Dirty Dancing a Torino: proteste a teatro

Non tutte le donne torinesi hanno festeggiato l’8 marzo in modo adeguato. Alcune, anzi, hanno speso fra i 30 e i 40 euro per assistere ad uno spettacolo, o almeno ad una parte di esso, a dir poco indecoroso.

Al teatro Colosseo di Torino la sera di lunedì è andato in scena, ad opera di una compagnia inglese, uno pseudo musical dal nome “A night of Dirty dancing” evidentemente ispirato al noto film che, uscito nel 1987, aveva come protagonisti Patrick Swayze e Jennifer Grey. Chi pensava di festeggiare la festa della donna rivivendo le romantiche emozioni di quel lungometraggio ha dovuto assistere ad un raffazzonato spettacolo, dove scene tratte dal film scorrevano sullo sfondo e un gruppo di sgraziati, quanto poco in forma, ballerini improvvisavano surreali scenografie sul palco cercando, vanamente, di coinvolgere il pubblico in balli stile villaggio turistico.

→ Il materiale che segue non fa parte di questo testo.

PR #5094, opened 2022-08-22
add check for workflows

denis-yuen:
**Description**
let's see how much this breaks, restrict manual workflow registration to your own organizations
Screenshot from 2022-08-22 16-57-10

**Issue**
https://ucsc-cgl.atlassian.net/browse/SEAB-247

### DIFF
--- a/dockstore-webservice/src/main/java/io/dockstore/webservice/resources/WorkflowResource.java
+++ b/dockstore-webservice/src/main/java/io/dockstore/webservice/resources/WorkflowResource.java
@@ -1318,6 +1318,12 @@ public class WorkflowResource extends AbstractWorkflowResource<Workflow>
         newWorkflow.setWorkflowName(Strings.isNullOrEmpty(workflowName) ? null : workflowName);
         newWorkflow.setDefaultTestParameterFilePath(defaultTestParameterFilePath);
 
+        // check that the user should have access to this organization
+        final Set<String> organizations = sourceCodeRepo.getOrganizations();
+        if (!organizations.contains(newWorkflow.getOrganization())) {
+            throw new CustomWebApplicationException("Your user does not seem to have access to this organization.", HttpStatus.SC_BAD_REQUEST);
+        }
+
         // Save into database and then pull versions
         Workflow workflowFromDB = saveNewWorkflow(newWorkflow, user);
         updateDBWorkflowWithSourceControlWorkflow(workflowFromDB, newWorkflow, user, Optional.empty());


dockstore-webservice/src/main/java/io/dockstore/webservice/resources/WorkflowResource.java
```diff
@@ -1318,6 +1318,12 @@ public Workflow manualRegister(@ApiParam(hidden = true) @Parameter(hidden = true
         newWorkflow.setWorkflowName(Strings.isNullOrEmpty(workflowName) ? null : workflowName);
         newWorkflow.setDefaultTestParameterFilePath(defaultTestParameterFilePath);
 
+        // check that the user should have access to this organization
+        final Set<String> organizations = sourceCodeRepo.getOrganizations();
+        if (!organizations.contains(newWorkflow.getOrganization())) {
+            throw new CustomWebApplicationException("Your user does not seem to have access to this organization.", HttpStatus.SC_BAD_REQUEST);
```
coverbeck, line 1324: I suggest dropping the "seem to"

coverbeck (approved):
This will also prevent a user from registering specific repos they've been granted access to. Just making sure that is intentional.

denis-yuen:
> This will also prevent a user from registering specific repos they've been granted access to. Just making sure that is intentional.

Not sure this is the case, based on my experience with `2` above, it seems like granting a user access to one repo in an organization actually returns that organization in the `sourceCodeRepo.getOrganizations()` call

i.e. we actually give access to the whole org and not the specific repo for now

coverbeck:
> > This will also prevent a user from registering specific repos they've been granted access to. Just making sure that is intentional.
> 
> Not sure this is the case, based on my experience with `2` above, it seems like granting a user access to one repo in an organization actually returns that organization in the `sourceCodeRepo.getOrganizations()` call
> 
> i.e. we actually give access to the whole org and not the specific repo for now

Ah, you're right. I got confused by my restructuring of the code for GitHub logs, which should correctly make the distinction.  But that code didn't get surfaced to SourceCodeRepoInterface.

dockstore-webservice/src/main/java/io/dockstore/webservice/resources/WorkflowResource.java
```diff
@@ -1318,6 +1319,12 @@ public Workflow manualRegister(@ApiParam(hidden = true) @Parameter(hidden = true
         newWorkflow.setWorkflowName(Strings.isNullOrEmpty(workflowName) ? null : workflowName);
         newWorkflow.setDefaultTestParameterFilePath(defaultTestParameterFilePath);
 
+        // check that the user should have access to this organization
+        final Set<String> organizations = sourceCodeRepo.getOrganizations();
+        if (!organizations.contains(newWorkflow.getOrganization())) {
```
svonworl, line 1324: To reduce latency (and github calls), would prefer that this was a call to a method like `sourceCodeRepo.isMyOrganization(String org)` that applied the successive checks as needed (is the org my user name?  is org in my organizations?  is org in my non-org repos?).  But, I don't think that method exists anymore, so no change necessary.

svonworl (approved):

dockstore-webservice/src/main/java/io/dockstore/webservice/resources/WorkflowResource.java
denis-yuen: Agreed in general. 
In specific, this isn't called very much and we should be deprecating it over time as well.

kathy-t (approved):

Issue #4221, opened 2021-04-29
Register tool with invalid git url


garyluu:
**Describe the bug**
A user should not be able to register a tool when the Git repository does not exist

**To Reproduce**
1. See https://github.com/dockstore/dockstore/pull/4218/commits/0403cddb6bb94197e6a68869ba473dfd9c67dd93
2. Revert that or change it to any bitbucket repository that doesn't exist
3. Run io.dockstore.client.cli.GeneralIT.testGrabChecksumFromDockerHub(GeneralIT.java:1044)
4. See that the test fails and that the error was only caught while setting version type.

**Additional context**
[Webservice](https://github.com/dockstore/dockstore/commits/760f2bb) - 760f2bb

[UI](https://github.com/dockstore/dockstore-ui2/commits/a47dbf39) - 2.7.3-81-ga47dbf39

[Compose Setup](https://github.com/dockstore/compose_setup/commits/80a6669) - 80a6669

[Deploy](https://github.com/dockstore/dockstore-deploy/commits/1ac35c1) - 1.10-64-g1ac35c1

┆Issue is synchronized with this [Jira Story](https://ucsc-cgl.atlassian.net/browse/DOCK-1778)
┆fixVersions: Dockstore 1.13
┆friendlyId: DOCK-1778
┆sprint: 94- Vampire Pleco
┆taskType: Story

denis-yuen:
My understanding is this doesn't work for workflows already

denis-yuen:
"doesn't work" as in correctly disallows registering a workflow from a non-existent repo

PR #5096, opened 2022-08-23
check whether a manual tool repo is valid

denis-yuen:
**Description**
Disallows registration of tools pointing at invalid repositories, kinda similar to https://github.com/dockstore/dockstore/pull/5094 in retrospect.
Also adds tests

**Issue**
https://github.com/dockstore/dockstore/issues/4221

### DIFF
--- a/dockstore-webservice/src/main/java/io/dockstore/webservice/helpers/SourceCodeRepoInterface.java
+++ b/dockstore-webservice/src/main/java/io/dockstore/webservice/helpers/SourceCodeRepoInterface.java
@@ -174,9 +174,22 @@ public abstract class SourceCodeRepoInterface {
     public abstract Map<String, String> getWorkflowGitUrl2RepositoryId();
 
     /**
-     * Checks to see if a particular source code repository is properly setup for issues like token scope
+     * Checks to see if a particular source code repository is properly setup for issues like token scope.
      */
-    public abstract boolean checkSourceCodeValidity();
+    public abstract boolean checkSourceControlTokenValidity();
+
+    /**
+     * Checks to see if a particular source code repository is real or not.
+     * TODO: assumes real repos have branches, there may be a better way for specific source control types
+     *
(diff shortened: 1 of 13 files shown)


dockstore-webservice/src/main/java/io/dockstore/webservice/helpers/SourceCodeRepoInterface.java
```diff
@@ -174,9 +174,22 @@ public Optional<SourceFile> readFile(String repositoryId, Version<?> tag, Descri
...
+    /**
+     * Checks to see if a particular source code repository is real or not.
+     * TODO: assumes real repos have branches, there may be a better way for specific source control types
+     *
+     * @param entry
+     * @return
+     */
+    public boolean checkSourceControlRepoValidity(Entry entry) {
+        final String repositoryId = this.getRepositoryId(entry);
+        final String mainBranch = this.getMainBranch(entry, repositoryId);
```
coverbeck, line 190: Does this stop you from registering a tool with a GitHub repo that you don't have permissions to?

If not, it's beyond the scope of this ticket, and legacy tools are different anyway, since the namespace is controlled by the container. But you mentioned #5094 in the PR description, so I just wanted to make sure this is the intent.

coverbeck (approved):

dockstore-webservice/src/main/java/io/dockstore/webservice/helpers/SourceCodeRepoInterface.java
denis-yuen: No, it does not. I just meant that the structure of the solution and tests ends up being similar although this checks for invalid repos and that checks for access to the repo in question. 

I think a follow-up for checking whether you have access to the tool source code in question would be possible as well. 
That said, apptools would get this for free.

svonworl (approved):

Issue #4894, opened 2022-05-04
Deleting author from .dockstore.yml results in WDL being interpreted as a CWL


aofarrel:
**Describe the bug**
Deleting the author information in the .dockstore.yml of https://github.com/dockstore/dockstore/issues/4893, as seen in this [commit](https://github.com/aofarrel/fairyland/commit/f81b700d258ab81ca821631eedd9b52bd1bed666), does not throw an error in the github app logs but does result in the WDL being considered a CWL.

**To Reproduce**
#4893 --> [delete authors](https://github.com/aofarrel/fairyland/commit/f81b700d258ab81ca821631eedd9b52bd1bed666) --> look at unpublished Dockstore entry for the repo (in my case, fairyland) --> select staar-analysis branch --> see WDL is being interpreted as a CWL

**Expected behavior**
If I declare a WDL as a WDL in a .dockstore.yml, then it should be considered a WDL.

**Screenshots**
<img width="773" alt="Screen Shot 2022-05-04 at 12 52 55 PM" src="https://user-images.githubusercontent.com/27784612/166815200-6deba19f-8863-4098-bdfb-d60c9a2eb3bd.png">
<img width="1332" alt="Screen Shot 2022-05-04 at 12 53 43 PM" src="https://user-images.githubusercontent.com/27784612/166815295-5ae65edf-80e0-4f11-a6dd-a7c967af4f66.png">
<img width="1345" alt="Screen Shot 2022-05-04 at 12 51 59 PM" src="https://user-images.githubusercontent.com/27784612/166815054-ad56f56a-fe64-4bd5-aa0b-fcc1bbd7d553.png">
<img width="1387" alt="Screen Shot 2022-05-04 at 12 52 10 PM" src="https://user-images.githubusercontent.com/27784612/166815064-c933a541-9a8f-4c28-8046-c2b75f95ff0a.png">

┆Issue is synchronized with this [Jira Story](https://ucsc-cgl.atlassian.net/browse/DOCK-2167)
┆fixVersions: Dockstore 1.12.x
┆friendlyId: DOCK-2167
┆sprint: 93- Ursula
┆taskType: Story

denis-yuen:
might be related to https://github.com/dockstore/dockstore/issues/4862

denis-yuen:
(probably not related)

coverbeck:
Can only verify when 1.13.x pushed to staging

coverbeck:
[...]

PR #5097, opened 2022-08-23
DOCK-2167: Handle push of conflicting descriptor languages gracefully

svonworl:
**Description**
This PR changes the github apps processing code to gracefully reject a push of a workflow version that has a different descriptor language than the existing workflow.  For example, pushing a CWL version to a WDL workflow.

Should this behavior ever be allowed?  Not sure, but as Charles noted, `Workflow` only stores/returns a single descriptor language.  One could imagine that it might be acceptable to change a workflow's descriptor language if a push overwrote the sole version.  However, would users be ok with the descriptor language of a workflow they used shifting underneath them?  Dunno.

The original ticket suggested that the problem was related to the presence/absence of the `authors` entry in `.dockstore.yml`, but that wasn't true.  Ash had created a CWL workflow, then made some changes to `.dockstore.yml` that later tried to push a WDL version of the same workflow, thus triggering the problem...

When we merge this change with 1.13, we'll need to change the integration test slightly, since 1.13 is more tolerant of errors during `.dockstore.yml` processing.  See the code comments for more details.

**Issue**
https://ucsc-cgl.atlassian.net/browse/DOCK-2167
#4894

### DIFF
--- a/dockstore-integration-testing/src/test/java/io/dockstore/webservice/WebhookIT.java
+++ b/dockstore-integration-testing/src/test/java/io/dockstore/webservice/WebhookIT.java
@@ -106,6 +106,7 @@ public class WebhookIT extends BaseIT {
     private final String taggedToolRepo = "dockstore-testing/tagged-apptool";
     private final String taggedToolRepoPath = "dockstore-testing/tagged-apptool/md5sum";
     private final String authorsRepo = "DockstoreTestUser2/test-authors";
+    private final String workflowDockstoreYmlRepo = "dockstore-testing/workflow-dockstore-yml";
     private FileDAO fileDAO;
 
     @Before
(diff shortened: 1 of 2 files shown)


dockstore-webservice/src/main/java/io/dockstore/webservice/resources/AbstractWorkflowResource.java
```diff
@@ -610,13 +610,27 @@ private Workflow createOrGetWorkflow(Class workflowType, String repository, User
             }
         }
 
+        if (workflowType == BioWorkflow.class || workflowType == AppTool.class) {
```
denis-yuen, line 613: What is left? Is it services, if so maybe they shouldn't be allowed to change languages either.

denis-yuen (approved):

dockstore-integration-testing/src/test/java/io/dockstore/webservice/WebhookIT.java
```diff
@@ -1200,4 +1201,41 @@ public void testAppToolCollections() throws Exception {
...
+        String message = event.getMessage().toLowerCase();
+        assertTrue(message.contains("descriptor language"));
+        assertTrue(message.contains("workflow"));
+        assertTrue(message.contains("version"));
+
+        // No workflow should have been created.
+        // This will change in 1.13, wherein .dockstore.yml processing changes so that an error in one entry will not roll back the entire update, and a workflow with one version should have been created.
+
+        try {
+            io.dockstore.openapi.client.model.Workflow workflow = workflowClient.getWorkflowByPath("github.com/" + workflowDockstoreYmlRepo, WorkflowSubClass.BIOWORKFLOW, "versions,validations");
```
kathy-t, line 1236: Should `Assert.fail` if the workflow is created successfully

kathy-t (approved):

dockstore-webservice/src/main/java/io/dockstore/webservice/resources/AbstractWorkflowResource.java
```diff
@@ -610,13 +610,33 @@ private Workflow createOrGetWorkflow(Class workflowType, String repository, User
...
         if (user != null) {
             workflowToUpdate.getUsers().add(user);
         }
 
         return  workflowToUpdate;
     }
 
+    private <T> void checkSame(T currentValue, T newValue, String valueDescription, String entryDescription) {
+        if (!Objects.equals(currentValue, newValue)) {
+            throw new CustomWebApplicationException(String.format("The %s of the original %s ('%s') and all of its versions must be the same.", valueDescription, entryDescription, currentValue), HttpStatus.SC_BAD_REQUEST);
```
coverbeck, line 636: I think the message could be more specific; instead of just saying they must be the same, say what they are. Something like, very crudely phrased and should be improved if you choose to go down this route, "You can't add a CWL version to a WDL workflow" is more actionable to an end user than "The descriptor language (subclass) of the original workflow (CWL) and all of its versions must be the same".

coverbeck (approved):
Pending Kathy's comment... my comments optional.

dockstore-integration-testing/src/test/java/io/dockstore/webservice/WebhookIT.java
svonworl: good catch

dockstore-webservice/src/main/java/io/dockstore/webservice/resources/AbstractWorkflowResource.java
svonworl: I changed the message to be a pleasing mashup of your suggestion and the more technical explanation.

PR #803, opened 2021-09-06
Fix: Parsing timestamps fails when producing messages

xarx00:
The commit fixes two related problems that prevent producing messages if AVRO contains a timestamp field. Production of such messages wasn't possible at all in AKHQ version 0.18.0, but the major problems have been fixed since then. However, some problems still remain.

Let's have an AVRO like this:
```
{
  "type": "record",
  "name": "myrecord",
  "fields": [
    {
      "name": "cas",
      "type": {
        "type": "long",
        "logicalType": "timestamp-millis"
      }
    }
  ]
}
```

1. The message 
```
{
  "cas": 12345
}
```
fails to be produced because Integer cannot be converted to Instant.

2. The message 
```
{
  "cas": "2021-09-05T20:31:53.582+02"
}
```
cannot be produced because the parser cannot parse short time-zones.

This patch fixes both problems. Timestamp strings without time-zone can still be parsed, Even negative numbers (Integers and Longs) can be parsed.

### DIFF
--- a/src/main/java/org/akhq/utils/AvroSerializer.java
+++ b/src/main/java/org/akhq/utils/AvroSerializer.java
@@ -13,14 +13,15 @@ import java.math.BigDecimal;
 import java.math.MathContext;
 import java.math.RoundingMode;
 import java.nio.ByteBuffer;
-import java.time.*;
+import java.time.Instant;
+import java.time.LocalDate;
+import java.time.LocalTime;
 import java.time.format.DateTimeFormatter;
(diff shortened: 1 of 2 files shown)


tchiotludo:
Thanks @xarx00 , maybe you can add a unit test to validate the behavior please ?

xarx00:
I added unit tests for short form of TZ offset. AvroSerializer methods like timestampMillisSerializer() need testing too, but I would have to change their visibility (they are private), which I didn't dare to do.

Il risultato è stato che un nutrito gruppo di spettatori, ovviamente in maggioranza donne, alla fine del primo tempo si è recato imbufalito alla cassa per richiedere il rimborso dell’oneroso biglietto. La protesta è montata non per una questione di gusti, ma per l’evidente non professionalità dello spettacolo spacciata (e pagata) invece per tale.

La direttrice del teatro si è giustificata sostenendo di aver esclusivamente affittato la sala alla compagnia e quindi di non poter effettuare nessun tipo di rimborso che, di conseguenza, è stato richiesto agli organizzatori che decideranno se accoglierlo o meno.

Al di là del condivisibile malumore degli spettatori ci si chiede come un teatro di Torino importante come il Colosseo possa essere così superficiale da non supervisionare gli spettacoli che mette in palinsesto, se non per buon gusto e rispetto per chi paga il biglietto, almeno per salvaguardare il proprio buon nome.